Artist: Der Weg Einer Freiheit
Title: “Stellar”
Label: Season Of Mist Records
Year: 2015
Genre: Black Metal
Country: Germania
Tracklist:
1. “Repulsion”
2. “Requiem”
3. “Einkehr”
4. “Verbund”
5. “Eiswanderer”
6. “Letzte Sonne”
Giungono al traguardo del terzo full-length personale i tedeschi (e giovanissimi) Der Weg Einer Freiheit con “Stellar”, che segna anche il non trascurabile salto di qualità dato dall’approdo al roster della francese Season Of Mist Records.
La band di Würzburg, a distanza di tre anni da “Unstille” (Viva Hate Records) che segnava un cambio abbastanza marcato d’intenti dall’ottimo debutto omonimo del 2009 (inizialmente autoprodotto dal quartetto in pochissime e numerate copie, e poi ridistribuito dall’indipendente etichetta connazionale), crea un terzo capitolo visibilmente non intenzionato a proseguire in una nuova direzione nella sua totalità tuttavia senza evitare fastidiose e trascurabili ripetizioni con quanto detto e fatto in passato.
“Stellar” si colloca, infatti, concettualmente e stilisticamente a metà strada tra quanto espresso nel debutto e nel secondo capitolo discografico, riprendendo il sentore più disperato e minaccioso del primo ma senza dimenticare totalmente l’approccio più spicciolamente melodico del secondo (la maliziosa rivisitazione dei capolavori svedesi di metà ‘90 in chiave moderna e assimilabile al linguaggio “-post” non era passata inudita a chiunque, dopotutto), denotando ad ascolti ripetuti una maturazione probabilmente giunta proprio con questo nuovo lavoro.
Una personalità ben più marcata e finalmente delineata che in passato emerge sin dall’opener “Repulsion” (uno dei momenti di più alta creatività del platter, peraltro) grazie a scelte stilistiche inedite come l’utilizzo discreto ed azzeccato di pallidi vagiti incrinati di clean vocals dalla malinconica e suadente rassegnazione prima dell’annichilente attacco della sezione più furentemente Black Metal, successiva inoltre ad un’ottima progressione rintracciabile per tutto il pezzo, dove lo spirito della qui indomita nera fiamma rincorre incredibilmente i passaggi dal sapore smaccatamente settantiano e vintage.
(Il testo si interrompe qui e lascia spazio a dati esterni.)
PR #989, opened 2017-04-04
Add docs to demonstrate sampling messages

arnavk:
- Update Client.capture documentation to describe `sample_rate`
- Add section on sampling in the Advanced Usage docs

This is a follow-up to #987 where we added the provision to sample messages individually using `sample_rate`


dcramer:
Thanks!

Issue #984, opened 2017-03-30
Create a configurable key-sanitizer processor


rz:
I need a processor to sanitize financial data (SSN, EIN, tax ids, bank account numbers, ...). The mechanics of the processor should be very similar to those of [SanitizePasswordsProcessor], except operating on different `FIELDS`.

One potential solution to the general version of this problem is to have a processor that sanitizes a set of configurable keys. The keys to sanitize would be specified with an optional setting.

[SanitizePasswordsProcessor]: https://github.com/getsentry/raven-python/blob/c69abaa1506a426802e979c7f8c6a4ab0ef9c4d7/raven/processors.py#L69

mattrobenolt:
So we could refactor `SanitizePasswordsProcessor` slightly into a generic `SanitizeFieldsProcessor` that takes a set of fields as input. Then `SanitizePasswordsProcesses` ultimately subclasses `SanitizeFieldsProcessor` with a hardcoded list of fields.

Does that make sense?

rz:
Yep, that makes sense. I'll want to have tests for `SanitizeFieldsProcessor` and a code review before refactoring the existing `SanitizePasswordsProcessor`.

PR #990, opened 2017-04-04
Add processor that sanitizes configurable keys

rz:
The logic of the new processor is almost identical to the logic of the
existing SanitizePasswordsProcessor, so this commit also changes the
implementation of SanitizePasswordsProcessor to avoid code-duplication.
It now inherits from the new SanitizeKeysProcessor.

### DIFF
--- a/raven/processors.py
+++ b/raven/processors.py
@@ -68,8 +68,7 @@ class RemoveStackLocalsProcessor(Processor):
 
 class SanitizeKeysProcessor(Processor):
     """
-    Asterisk out things that look like passwords, credit card numbers,
-    and API keys in frames, http, and basic extra data.
+    Asterisk out things that correspond to a configurable set of keys.
     """
     MASK = '*' * 8
 
@@ -144,6 +143,10 @@ class SanitizeKeysProcessor(Processor):
 
 
 class SanitizePasswordsProcessor(SanitizeKeysProcessor):
+    """
+    Asterisk out things that look like passwords, credit card numbers,
+    and API keys in frames, http, and basic extra data.
+    """
     FIELDS = frozenset([
         'password',
         'secret',
--- a/raven/processors.py
+++ b/raven/processors.py
@@ -66,30 +66,23 @@ class RemoveStackLocalsProcessor(Processor):
             frame.pop('vars', None)
 
 
-class SanitizePasswordsProcessor(Processor):
+class SanitizeKeysProcessor(Processor):
     """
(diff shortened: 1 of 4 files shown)


rz:
@mattrobenolt this is my shot at implementing #984.

i think a test to ensure the config is passed-in correctly in all the scenarios may be in order, but i didn't see an obvious place for that. otoh, that change is literally 1 line of code, adding 1 attribute to the Client on init, so maybe it is ok to do without the test.

rz:
@mattrobenolt it would be very awesome if this could make it into an official release soon so that i can install the official version in production for work.

ehfeng:
If we merge this, ping me and I'll add this to our docs.

mattrobenolt:
> If we merge this

and tag a release.

raven/processors.py
```diff
@@ -148,3 +140,31 @@ def _sanitize_keyvals(self, keyvals, delimiter):
...
+        'api_key',
+        'apikey',
+        'sentry_dsn',
+        'access_token',
+    ])
+    VALUES_RE = re.compile(r'^(?:\d[ -]*?){13,16}$')
+
+    def __init__(self, client):
+        super(SanitizeKeysProcessor, self).__init__(client)  # run the __init__ method of Processor, not SanitizeKeysProcessor
+        self.fields = self.FIELDS
```
cancan101: Seems odd to rebind field.

raven/processors.py
```diff
@@ -66,31 +66,23 @@ def filter_stacktrace(self, data, **kwargs):
...
-        'api_key',
-        'apikey',
-        'sentry_dsn',
-        'access_token',
-    ])
-    VALUES_RE = re.compile(r'^(?:\d[ -]*?){13,16}$')
+
+    def __init__(self, client):
+        super(SanitizeKeysProcessor, self).__init__(client)
+        fields = getattr(client, 'sanitize_keys')
```
ashwoods: Could you move this into a `get_fields` method, or rather `get_keys` to be more consistent with naming.

raven/processors.py
```diff
@@ -102,7 +94,7 @@ def sanitize(self, key, value):
             key = text_type(key)
 
         key = key.lower()
-        for field in self.FIELDS:
+        for field in self.fields:
```
ashwoods: this would change to `for field in self.get_keys()`

raven/processors.py
ashwoods: and then it wouldn't be necessary to rebind. just override `get_keys`.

Il pezzo, che marca non solo uno dei migliori momenti del disco -come detto- ci mostra anche il quartetto cimentarsi con nuove soluzioni e realizzare, mediante l’allaccio con la seguente “Requiem”, il momento musicale più emotivamente d’effetto della sua carriera ad oggi: le melodie e gli incastri dinamici creati tra sezione ritmica e il vorticoso riffing sempre distintamente curato ci mostrano una band che -senza scardinare preconcetti esistenti- riesce nell’ardua impresa di portare alle orecchie dell’ascoltatore composizioni di classe e varietà rintracciabile sempre più, ascolto dopo ascolto.
Il suono delle chitarre è pieno, definito, ma tagliente e straziante grazie ad una produzione di altissima fattura e cura che rappresenta un vero punto di forza del disco, valorizzando ed esaltando la bontà delle composizioni che emergono con forza proprio grazie alle ottime scelte prese in studio.
La coda semi-acustica corredata di violino e arpeggi in “Requiem” non è la seconda ed ultima sorpresa del grave viaggio del quale i Der Weg Einer Freiheit ci rendono protagonisti grazie a “Stellar”, perché la stessa “Verbund” mette il carico da novanta sulla vena più estrema, tirata, sprezzante e cacofonica del combo con estrema lucidità e perizia, mentre gli accordi prevalentemente aperti e ariosi di “Eiswanderer” richiamano tanto le sonorità del Black Metal svedese post-2000 dei migliori Ondskapt quanto i Cult Of Luna o i Wolves In The Throne Room, senza disdegnare un richiamo o due al primo lavoro degli Altar Of Plagues (“White Tomb”, 2009) ma con una bravura tale da relegare senza possibilità di appello le similitudini di cui sopra a meri tacciati esplicativi, arricchiti dall’espressività fonetica aspra della lingua tedesca che taglia le membra come una gelida tempesta.
La conclusiva “Letzte Sonne” è il pezzo più lungo e probabilmente anche meglio strutturato del lotto, che ben manifesta l’impossibilità di classificare i Der Weg Einer Freiheit (oggi più di ieri) in un solo genere: che sia Melodic Black Metal o Atmospheric Black Metal o ancora Post-Black Metal, ogni etichetta risultana errata quanto improbabile per fattezze stilistiche, andando stretto finanche l’appellativo Black Metal per sé.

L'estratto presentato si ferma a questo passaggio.